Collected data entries
PR #25, opened 2019-08-15
Zcu102

chrisguikema:
These commits are necessary for serial server and time server support on the zynqmp.

### DIFF
--- a/libplatsupport/mach_include/zynq/platsupport/mach/timer.h
+++ b/libplatsupport/mach_include/zynq/platsupport/mach/timer.h
@@ -174,4 +174,4 @@ void ttc_freerun(ttc_t *tcc);
 int ttc_handle_irq(ttc_t *ttc);
 uint64_t ttc_get_time(ttc_t *ttc);
 /* convert from a ticks value to ns for a configured ttc */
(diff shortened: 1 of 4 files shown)


chrisguikema:
@nomadeel Now that the global-components commits have been merged in, these commits are necessary for proper zynqmp support.

On the timer side, the free-running clock will only run for ~38 seconds, which is how long the timer takes to overflow. 

The serial server will print just fine, but the interrupt handler wasn't implemented, so when getting a character, the interrupt would never actually be cleared in hardware, which would continually trigger the serial server to get a character, even if one wasn't in the fifo.

nomadeel:
Thanks for the patches! I forgot to do this for the last PR in global-components, but could you modify some of the commit messages so that:
- the subject is less than 50 characters, and
- there's a small message in the body which describes what the commit does?

This is mainly to have our git style checker happy with these commits. 

Also, could you rebase against master or would you like me to do it? This is so that Github can detect that the patches are released into master and this PR will be closed nicely when that happens.

chrisguikema:
Alright, I updated the commit messages per the Data61 standard and rebased against the current master. Everything should be good to go!

nomadeel:
Sweet, I'll pull in your patches now.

◆ **EXERCISE OBJECTIVE**: Your response should contain each line of the entries above that holds the string "global".

◆ **WRITTEN REPLY**:
@nomadeel Now that the global-components commits have been merged in, these commits are necessary for proper zynqmp support.
Thanks for the patches! I forgot to do this for the last PR in global-components, but could you modify some of the commit messages so that:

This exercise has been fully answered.